LEARNING REASONING PATHS OVER SEMANTIC GRAPHS FOR VIDEO-GROUNDED DIALOGUES

Abstract

Compared to traditional visual question answering, video-grounded dialogues require additional reasoning over dialogue context to answer questions in a multiturn setting. Previous approaches to video-grounded dialogues mostly use dialogue context as a simple text input without modelling the inherent information flows at the turn level. In this paper, we propose a novel framework of Reasoning Paths in Dialogue Context (PDC). PDC model discovers information flows among dialogue turns through a semantic graph constructed based on lexical components in each question and answer. PDC model then learns to predict reasoning paths over this semantic graph. Our path prediction model predicts a path from the current turn through past dialogue turns that contain additional visual cues to answer the current question. Our reasoning model sequentially processes both visual and textual information through this reasoning path and the propagated features are used to generate the answer.
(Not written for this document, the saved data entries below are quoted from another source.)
PR #3117, opened 2026-05-28
fix(test): fix rpcErrorProxy race causing flaky ConnectionDrop recovery test

fridrik01:
This PR fixes a flaky `TestFinalizeBlock_ConnectionDrop_Recovery` test by snapshotting `active`/`dropConn` once in `intercept()` instead of reading them separately.

`deactivate()` clears the two flags in separate stores, so a request could race in and serve a spurious empty JSON-RPC error instead of dropping the connection. The CL treats that error as non-retryable, so `FinalizeBlock` fails instead of recovering.


calbera (approved):
utack

PR #3118, opened 2026-05-29
core(cometbft): bump version to include fixes

bar-bera:
Includes cometbft fixes:
- signed header validation in light client attack evidence to avoid nil deref
- blocksync response validation to avoid memory alloc.


fridrik01:
@bar-bera reminder to put me/cal as reviewers on PR when its ready to be reviewed so we notice it quicker

fridrik01 (approved):

PR #3119, opened 2026-05-29
feat(preconf): harden HTTP server limits

fridrik01:
This PR hardens the preconf HTTP server and validator client against DoS and OOM, The sequencer is internet-facing, so it previously accepted unbounded request bodies, had no read/write/idle timeouts, and no cap on concurrent connections, leaving it open to OOM, Slowloris, and connection-exhaustion attacks.

More specifically, the main changes are:

- Request body cap (server): `MaxBytesReader` (2 KB) -> `413` on oversized bodies.
- Read/Write/Idle timeouts (server): 15s / 30s / 60s, closes Slowloris and idle keep-alive vectors.
- Max concurrent connections (server): `netutil.LimitListener(256)`.
- Response body cap (client): default 16 MiB, configurable via `max-response-size`, to prevent a malicious sequencer OOMing a validator. Picked 16 MiB which should cover the worst-case valid block, full hex-encoded transactions (~6 MiB) + 6 blobs (~1.5 MiB) with ~2× headroom.

### DIFF
--- a/beacon/preconf/client.go
+++ b/beacon/preconf/client.go
@@ -55,11 +55,12 @@ var (
 
 // Client is an HTTP client for fetching payloads from the sequencer.
 type Client struct {
-	logger       log.Logger
-	httpClient   *http.Client
-	sequencerURL string
-	jwtSecret    *jwt.Secret
-	timeout      time.Duration
+	logger          log.Logger
+	httpClient      *http.Client
+	sequencerURL    string
+	jwtSecret       *jwt.Secret
+	timeout         time.Duration
+	maxResponseSize int64
 
 	// mu protects the JWT token cache
 	mu          sync.RWMutex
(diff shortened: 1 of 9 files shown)


calbera (commented):
lgtm but can we add e2e tests for the scenarios you mentioned were previously possible (but shouldn't be anymore)?

> previously accepted unbounded request bodies, had no read/write/idle timeouts, and no cap on concurrent connections

bar-bera (commented):
agree on testing. Also `MaxHeaderBytes` (`DefaultMaxHeaderBytes = 1 << 20 // 1 MB`) and `MaxResponseHeaderBytes` (default at 10 MB) are not set so the  the effective per-request memory may be underestimated, not game changing since connections are already limited but maybe you want to consider setting them.

fridrik01:
> lgtm but can we add e2e tests for the scenarios you mentioned were previously possible (but shouldn't be anymore)?
> 
> > previously accepted unbounded request bodies, had no read/write/idle timeouts, and no cap on concurrent connections

Both size caps are covered by unit tests in this PR (oversized request body on the server, oversized response on the client). Want to avoid e2e tests for the other scenarios as its basically just socket-timing tests that are just testing go stdlib code.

Our experimental results demonstrate the effectiveness of our method and provide additional insights on how models use semantic dependencies in a dialogue context to retrieve visual cues.

1. INTRODUCTION

Traditional visual question answering (Antol et al., 2015; Jang et al., 2017) involves answering questions about a given image. Extending from this line of research, recently Das et al. (2017); Alamri et al. (2019) add another level of complexity by positioning each question and answer pair in a multi-turn or conversational setting (See Figure 1 for an example). This line of research has promising applications to improve virtual intelligent assistants in multi-modal scenarios (e.g. assistants for people with visual impairment). Most state-of-the-part approaches in this line of research (Kang et al., 2019; Schwartz et al., 2019b; Le et al., 2019) tackle the additional complexity in the multi-turn setting by learning to process dialogue context sequentially turn by turn. Despite the success of these approaches, they often fail to exploit the dependencies between dialogue turns of long distance, e.g. the 2 nd and 5 th turns in Figure 1 . In long dialogues, this shortcoming becomes more obvious and necessitates an approach for learning long-distance dependencies between dialogue turns. To reason over dialogue context with long-distance dependencies, recent research in dialogues discovers graph-based structures at the turn level to predict the speaker's emotion (Ghosal et al., 2019) or generate sequential questions semi-autoregressively (Chai & Wan, 2020) . Recently Zheng et al. ( 2019) incorporate graph neural models to connect the textual cues between all pairs of dialogue turns. These methods, however, involve a fixed graphical structure of dialogue turns, in which only a small number of nodes contains lexical overlap with the question of the current turn, e.g. the 1 st , 3 rd , and 5 th turns in Figure 1 . These methods also fail to factor in the temporality of dialogue turns as the graph structures do not guarantee the sequential ordering among turns. In this paper, we propose a novel framework of Reasoning Paths in Dialogue Context (PDC). PDC model learns a reasoning path that traverses through dialogue turns to propagate contextual cues that are densely related to the semantics of the current questions. Our approach balances between a sequential and graphical process to exploit dialogue information.